Lindsay Tedds is an Assistant Professor in the School of Public Administration at the University of Victoria. Daniel Sandler is a law Professor at Western University. Ryan Compton is an Associate Professor in the Department of Economics at the University of Manitoba
As part of its 2011 election platform, the Liberal Party of Canada released “ Your Family. Your Future. Your Canada.” This platform document included two proposals to increase fairness in our tax system. One, the cancellation of the Harper government’s corporate tax cuts, received a significant amount of media attention during the election.
The other received no attention at all, which is surprising given the current interest in increasing tax revenues received from wealthy individuals. The ignored Liberal proposal called for limits on the application of paragraph 110(1)(d) of the Income Tax Act that provides for the preferential tax treatment of stock options. A government that says its committed to balancing the budget should give serious consideration to the elimination of this deduction.
Some employees receive a portion of their employment compensation in the form of stock options. A stock option provides the right to buy stock of a corporation within a stated period of time at a specified price. Stock options are used as part of an employment remuneration package in situations where there is a desire to link compensation to company performance. The more the company then grows, the more their stock options are worth.
Stock options have become the single largest component of compensation among CEOs and senior executives at large publicly traded companies in Canada. Executives like stock options because they have made them extremely wealthy, irrespective of the individual or collective managerial acumen.
In Canada, the income earned from stock options is granted preferential tax treatment when compared to other forms of employment remuneration. Under Canadian tax law, stock option recipients do not incur a tax liability on stock options until the options are exercised. The amount that must be included in income from employment on exercise is equal to the difference between fair market value of the stock on the date the option is exercises and the strike price.
While income earned from stock options is deemed to be ordinary income under our tax laws, a special deduction was created in 1984 (paragraph 110(1)(d)) which allows individuals to deduct 50 per cent of the income derived from exercising stock options. That is, only half of the employment benefit from stock options is subject to tax.
As an example, let’s say the CEO of WidgetCo earns an annual salary of $500,000, and for this fiscal year also received a bonus of $400,000. Given this income level, the CEO faces the highest marginal tax rate on any additional income. We will assume a combined federal and provincial marginal tax rate of 45 per cent.
On March 1, the CEO elects to exercise previously awarded options. The company’s stock is currently trading at $20. She exercises 100,000 options and sells the obtained shares from the exercise on the same day (more than 90 per cent of executive stock options are exercised and sold on the same day) which were granted with a specified (exercise) price of $15. The exercised shares are valued at $1.5-million (100,000 options at $15 a share) and the sale is valued at $2-million (100,000 options at $20 a share). The CEO then derives an employment income benefit valued at the difference of these two amounts, which is $500,000.

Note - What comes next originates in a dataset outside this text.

PR #18167, opened 2026-08-12
Fix: Preserve the text format returned by the API.

cike8899:
### Summary

Fix: Preserve the text format returned by the API.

If the full $500,000 was taxed, as it should be, she would pay $225,000 in taxes leaving her with after tax income from the stock options of $275,000. But because of the special deduction, she only pays tax on $250,000 of the income benefit for a total of $112,500. That is, with the special deduction, the CEO pays $112,500 less in tax than she would otherwise.
Let’s be clear: This $500,000 is not a capital gain. A capital gain only accrues if shares are bought and then held because there is an element of risk associated with the holding the shares. By buying and selling the shares on the same day, she is simply realizing the income benefit that had been attached to the awarded stock options. It is simply deferred employment compensation.

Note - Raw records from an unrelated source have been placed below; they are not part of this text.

PR #1827, opened 2021-04-09
knative: Remove use of yaml ref

yanniszark:
Remove use of yaml ref as it is not supported by later kustomize
versions.

This finishes the work started by:
https://github.com/kubeflow/manifests/pull/1795


yanniszark:
@DavidSpek could you take a quick look since you submitted the original PR?

DavidSpek:
@yanniszark looks good to me. Should we maybe extend this PR with a search through all the manifests to remove them everywhere if they are still in other places?

yanniszark:
> @yanniszark looks good to me. Should we maybe extend this PR with a search through all the manifests to remove them everywhere if they are still in other places?

Right, with a quick look, I could find an extra use in Tekton's manifests. However, I think we should merge this PR and then let the maintainers of the tekton kustomization, which is under contrib, know about the incompatibility.

DavidSpek:
That’s good to know. I think the Tekton maintainers should take care of that. Should I lgtm this PR?

yanniszark:
Yeap!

The purpose of paragraph 110(1)(d) was to encourage more widespread use of employee stock option plans. However, no clear causal link has been established between the increasing use of stock options and the existence of the tax deduction. That is, there is no evidence the deduction achieved its stated goals.In the United States, the use of stock options has increased much faster and have risen to a far higher level than ever witnessed in Canada, despite a more limited tax preference.

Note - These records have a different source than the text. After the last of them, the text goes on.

Issue #1798, opened 2021-04-05
Distributions: Readiness for 1.3 Kubeflow Release


yanniszark:
### Problem Statement

We have a 6 step plan for releasing Kubeflow 1.3: https://github.com/kubeflow/manifests/issues/1777
This issue is for the 6th step: distributions use instructions from wg-manifests for how to use kustomizations and create distributions for 1.3.

| Distribution | Owners | Readiness for 1.3 |
| - | - | - |
| Arrikto EKF | @kubeflow/arrikto | ✔️  |
| Arrikto MiniKF | @kubeflow/arrikto | ✔️  |
| Azure | @kubeflow/azure | :x: |
| AWS | @kubeflow/aws | ✔️  |
| Charmed Kubeflow | @RFMVasconcelos | ✔️  |
| Google Cloud | @kubeflow/google | ✔️ |
| IBM | @kubeflow/ibm | ✔️  |
| Kubeflow on MicroK8s | @RFMVasconcelos | ✔️  |
| Kubeflow Operator | @kubeflow/red-hat | ✔️  |
| Kubeflow with Argo CD | @DavidSpek | ✔️  |
| kfctl_istio_k8s | | Support dropped, remove from docs |
| kfctl_istio_dex | | Support dropped, remove from docs |
| Openshift | @kubeflow/red-hat | ✔️  |

Distributions should have owners and update their process/docs for 1.3 installations.

Distributions can use the instructions for installing Kubeflow 1.3 components and common services, provided by wg-manifests, to perform their integration:
https://github.com/kubeflow/manifests/tree/v1.3.0-rc.0#readme

I would like to ask all distribution owners to check-in in this issue to confirm that they will support their distributions for Kubeflow 1.3.

Current Issues:
- [x] https://github.com/kubeflow/kubeflow/issues/5813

The Liberals are proposing to limit the deduction to the first $100,000 in annual employment income benefit from stock options, for a projected total increase in tax revenues of approximately $300-million a year. While the Liberal proposal is a step in the right direction to address unfairness in our tax system, our research ( here, here, and here) clearly demonstrates that the entire deduction should either be eliminated (by repealing paragraph 110(1)(d) of the Income Tax Act) or a holding period should be attached to the exercised shares in order to qualify for the deduction, as is the case in the United States.
Making this simple change to our tax system would ensure that wealthy Canadians are paying their fair share of taxes. It would also make a significant dent in the government’s efforts to balance the budget and restore fairness and progressivity to our tax system.